Multipack — FFD Bin-Packing Sampler (v0.37.0)

Soup's largest single throughput win on chat fine-tuning over uneven-length data. Instead of padding every sample to max_length, Multipack uses First-Fit-Decreasing bin packing to group variable-length samples into bins approaching batch_size × max_seq_length — eliminating padding waste.

yaml
training:
  multipack: true
  packing: false   # mutually exclusive with multipack

How it composes

  • Multipack picks WHICH samples go together (FFD packing).
  • `packing_cross_doc_attn_mask` sets HOW the attention mask is built (block-diagonal causal).
  • The two layer cleanly: enable both for FA-incompatible backends; the FA varlen path is auto-selected when FlashAttention is available.

Architecture allowlist

18 supported architectures: Llama 3.x, Qwen 2/3, Mistral, Gemma 2/3, Phi 3/4, DeepSeek V2/V3, Mixtral, Falcon, StableLM, SmolLM2.

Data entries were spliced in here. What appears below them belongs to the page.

PR #2094, opened 2024-01-16
IF: Remove `fork_database::get_block_header` and simplify `create_block_s…

### LINKED ISSUE #2283: IF: Change Fork_db root to store block state
Currently fork_db's root only stores `block_header_state`. https://github.com/AntelopeIO/leap/issues/2080 requires copying `valid` structure from previous `block_state` to current one. This causes problems when previous block is the root.

* Change fork_db root to store `block_state`.
* Provide a new API to return `block_state` including root while keeping existing APIs unchanged
* Make sure old-version fork_db with the root storing `block_header_state` can be opened.

greg7mdp:
Resolves #2283 .

Remove `fork_database::get_block_header` and simplify `create_block_state_i`.

Make sure we can still load Leap V5 fork databases from disk.

The only difference between `fork_database::get_block_header` and `fork_database::get_block` was that the former checked the `root`. It was also relying on the fact that `block_state` is `public block_header_state` to return the same pointer downcasted.

I have added an optional `check_root` parameter to `fork_database::get_block` instead.

This allowed to make `create_block_state_i` a template instead of having two separate implementations.

### DIFF
--- a/libraries/chain/fork_database.cpp
+++ b/libraries/chain/fork_database.cpp
@@ -77,8 +77,7 @@ namespace eosio::chain {
       void             close_impl();
       void             add_impl( const bsp& n, bool ignore_duplicate, bool validate, validator_t& validator );
 
-      bhsp             get_block_header_impl( const block_id_type& id ) const;
-      bsp              get_block_impl( const block_id_type& id ) const;
+      bsp              get_block_impl( const block_id_type& id, bool check_root = false ) const;
       void             reset_impl( const bhs& root_bhs );
       void             rollback_head_to_root_impl();
       void             advance_root_impl( const block_id_type& id );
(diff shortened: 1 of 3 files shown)


libraries/chain/fork_database.cpp
```diff
@@ -589,13 +569,17 @@ namespace eosio::chain {
...
       std::shared_lock g( my->mtx );
-      return my->get_block_impl(id);
+      return my->get_block_impl(id, check_root);
    }
 
    template<class bsp>
-   bsp fork_database_impl<bsp>::get_block_impl(const block_id_type& id) const {
+   bsp fork_database_impl<bsp>::get_block_impl(const block_id_type& id, bool check_root /* = false */) const {
+      if( check_root && root->id() == id ) {
+         return root;
```
heifner, line 580: This is not valid. `root` can just contain `block_header` when it is read from disk. I guess we will see how good of test coverage we have. Should hopefully get some test failures on this PR.

heifner (changes requested):

libraries/chain/fork_database.cpp
greg7mdp: > root can just contain block_header when it is read from disk.

Is there a reason that the root is different? Why not store the full block_state? Also I see we do `head = root` so maybe it is the same for `head`? Also the type for `head` and `root` in fork_db is `block_state`, not `block_header_state`.

Also we call `fork_db::reset()` with a `block_state` even though it takes a `block_header_state`. This is the kind of issues which make it difficult to not have `block_state` inherit from `block_header_state`.

I think clearly this PR will not cause any issue, since the two calls to `fork_db::get_block_header()`  did not (and could not) use any member that is not part of `block_header_state`. I think it would be better if fork_db uniforly stored `block_state` structs and not one or the other depending on where you look.

heifner: I don't disagree, but we have to support the legacy format which does store only the `block_header_state_legacy`.

heifner: I think the issue would be if someone passes `true` to `check_root` when they are expecting a full `block_state`.

greg7mdp: > I think the issue would be if someone passes `true` to `check_root` when they are expecting a full `block_state`.

Yes, someone doing that would quickly realize they don't get what they expect. The usage is so limited though (just in create_block_token_*) that I wonder if this is a big issue.

ericpassmore:
Note:start
group: IF
category: INTERNALS
summary: Consolidate `fork_database` block data structures to simplify code pathways. 
Note: end

PR #2105, opened 2024-01-18
IF: Fixes for IF to advance LIB

### LINKED ISSUE #2100: IF: Update integration test that checks LIB advances after IF transition
The test is `nodeos_run_test`.

heifner:
New integration test that verifies that LIB advances on all nodes under instant-finality.

Fixes for instant-finality:
- Fix vote message processing in `net_plugin`
- Add missing `strong` serialization in vote message.
- Update `fork_database` `block_state` implementation to use `core.last_final_block_num` for `irreversible_blocknum()`
- Update LIB according to vote processing.
- Vote when we produce a block.

Reviewers: Pay close attention to validation logic for `qc_info`. Not sure this is the best way to handle block validation with `qc_info`.

Works:  `./tests/nodeos_lib_test.py -n 4 -p 3 -s mesh --activate-if --keep-logs -v`
Works: `./tests/nodeos_lib_test.py -n 4 -p 3 -s ring --activate-if --keep-logs -v`

Resolves #2100


libraries/chain/block_header_state.cpp
```diff
@@ -117,9 +118,8 @@ block_header_state block_header_state::next(block_header_state_input& input) con
    result.active_finalizer_policy = active_finalizer_policy;
 
    // [greg todo] correct support for new finalizer_policy activation using finalizer_policies map
-
-   if (input.new_finalizer_policy)
-      ++input.new_finalizer_policy->generation;
+   //   if (input.new_finalizer_policy)
```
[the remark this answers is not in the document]
heifner: Yes. We have to design the finalizer policy change algorithm.

libraries/chain/block_header_state.cpp
```diff
@@ -131,7 +131,9 @@ block_header_state block_header_state::next(block_header_state_input& input) con
    instant_finality_extension new_if_ext {if_ext.qc_info,
                                           std::move(input.new_finalizer_policy),
                                           std::move(input.new_proposer_policy)};
-   if (input.qc_info)
+   if (input.validating)
+      new_if_ext.qc_info = input.qc_info;
```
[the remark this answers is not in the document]
heifner: Because if it is empty `std::optional` then that is what we want.

libraries/chain/controller.cpp
```diff
@@ -4266,7 +4322,11 @@ void controller::get_finalizer_state( finalizer_state& fs ) const {
 
 // called from net threads
 bool controller::process_vote_message( const hs_vote_message& vote ) {
-   return my->block_data.aggregate_vote(vote);
+   auto [valid, new_lib] = my->block_data.aggregate_vote(vote);
+   if (new_lib) {
+      my->if_irreversible_block_num = *new_lib;
```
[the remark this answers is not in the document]
heifner: We `db.commit()` in `log_irreversible`, so don't want that called from net thread.

libraries/chain/controller.cpp
```diff
@@ -913,13 +912,17 @@ struct building_block {
...
-               for( auto it = branch.begin(); it != branch.end(); ++it ) {
-                  auto qc = (*it)->get_best_qc();
-                  if( qc ) {
-                     EOS_ASSERT( qc->block_height <= block_header::num_from_id(parent_id()), block_validate_exception, "most recent ancestor QC block number (${a}) cannot be greater than parent's block number (${p})", ("a", qc->block_height)("p", block_header::num_from_id(parent_id())) );
-                     qc_data = qc_data_t{ *qc, qc_info_t{ qc->block_height, qc->qc.is_strong() }};
-                     break;
+               if (!validating) {
+                  auto branch = fork_db.fetch_branch(parent_id());
+                  for( auto it = branch.begin(); it != branch.end(); ++it ) {
+                     auto qc = (*it)->get_best_qc();
```
greg7mdp, line 918: If we are validating, we are not retrieving the qc here, so the one we pass to the `assembled_block_if` below is not  initialized.

libraries/chain/block_state.cpp
```diff
@@ -9,12 +9,18 @@ block_state::block_state(const block_header_state& prev, signed_block_ptr b, con
...
+   , pending_qc(prev.active_finalizer_policy->finalizers.size(), prev.active_finalizer_policy->threshold)
 {}
 
 block_state::block_state(const block_header_state& bhs, deque<transaction_metadata_ptr>&& trx_metas,
                          deque<transaction_receipt>&& trx_receipts, const std::optional<quorum_certificate>& qc)
    : block_header_state(bhs)
    , block(std::make_shared<signed_block>(signed_block_header{bhs.header})) // [greg todo] do we need signatures?
+   , strong_digest(compute_finalizer_digest())
+   , weak_digest(compute_finalizer_digest())
+   , pending_qc(bhs.active_finalizer_policy->finalizers.size(), bhs.active_finalizer_policy->threshold)
```
greg7mdp, line 23: We'll also need to pass the weights, so it probably would be better to have the `pending_quorum_certificate` constructor take a `finalizer_policy`. But we can make that change later.

libraries/chain/block_state.cpp
```diff
@@ -29,6 +35,7 @@ block_state::block_state(const block_header_state& bhs, deque<transaction_metada
 block_state::block_state(const block_state_legacy& bsp) {
    block_header_state::id = bsp.id();
    header = bsp.header;
+   core.last_final_block_num = bsp.block_num();
```
greg7mdp, line 38: Probably add a `todo` because this will change when we dont transition immediately when executing set_finalizers.

libraries/chain/block_state.cpp
```diff
@@ -67,15 +74,16 @@ bool block_state::aggregate_vote(const hs_vote_message& vote) {
...
 #warning TODO change to use std::span if possible
                                  std::vector<uint8_t>{digest.data(), digest.data() + digest.data_size()},
                                  index,
                                  vote.finalizer_key,
                                  vote.sig);
+      return {valid, strong ? core.final_on_strong_qc_block_num : std::optional<uint32_t>{}};
    } else {
       wlog( "finalizer_key (${k}) in vote is not in finalizer policy", ("k", vote.finalizer_key) );
-      return false;
+      return {false, {}};
```
greg7mdp, line 86: small detail, `return {};` is equivalent.

libraries/chain/controller.cpp
```diff
@@ -857,7 +854,9 @@ struct building_block {
 
    assembled_block assemble_block(boost::asio::io_context& ioc,
                                   const protocol_feature_set& pfs,
-                                  const block_data_t& block_data) {
+                                  const block_data_t& block_data,
+                                  bool validating,
+                                  std::optional<qc_info_t> validating_qc_info) {
```
greg7mdp, line 859: should take `qc_data_t`.

Instead of two parameters `validating` and `validating_qc_info`, what about we pass a single parameter:

`std::optional<incoming_block_data>` with

```
struct incoming_block_data {
   std::optional<qc_data_t> qc_data;
};
```

That way if we need to pass more stuff from the incoming block we can add it to `incoming_block_data`. It will simplify the `finish_block() interface as well.

If you want I'm happy to make the change in a derived branch.

libraries/chain/controller.cpp
```diff
@@ -2875,6 +2887,23 @@ struct controller_impl {
       EOS_REPORT( "new_producers", b.new_producers, ab.new_producers )
       EOS_REPORT( "header_extensions", b.header_extensions, ab.header_extensions )
 
+      if (b.header_extensions != ab.header_extensions) {
+         {
```
greg7mdp, line 2891: I don't think we need this extra block

greg7mdp (approved):

ericpassmore:
Note:start
group: IF
category: TEST
summary: Test to ensure LIB advances.
Note: end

Unknown architectures fail loudly at config-load instead of silently no-opping (critical fix vs Axolotl's silent-miss footgun).

Scope

Multipack is sft / pretrain only on the transformers backend. Preference / RLHF trainers and MLX backend get distinct error messages naming the actual reason. Live wiring of the sampler into HF Trainer's _get_train_sampler lands in v0.37.1; v0.37.0 ships the schema gate + helper builder (mirrors v0.27.0 MII stub-then-live pattern).

DoS hardening

  • FFD packer caps at 1M items (algorithm is O(N²) worst-case)
  • 4D mask builder caps allocations at 2³¹ cells
  • Chat-template Jinja analyzer caps at 128 KB
  • Every numeric input rejects bool explicitly

Jinja template analyzer

The JinjaTemplateAnalyzer (also v0.37.0) walks chat-template ASTs to discover non-standard message.<field> references (tool_calls, name, weight, train) — used by the v0.36.0 train_on_messages_with_train_field path so per-message training masks are aware of fields beyond role / content. The analyzer parses templates without rendering them, so a crafted soup.yaml cannot trigger SSRF.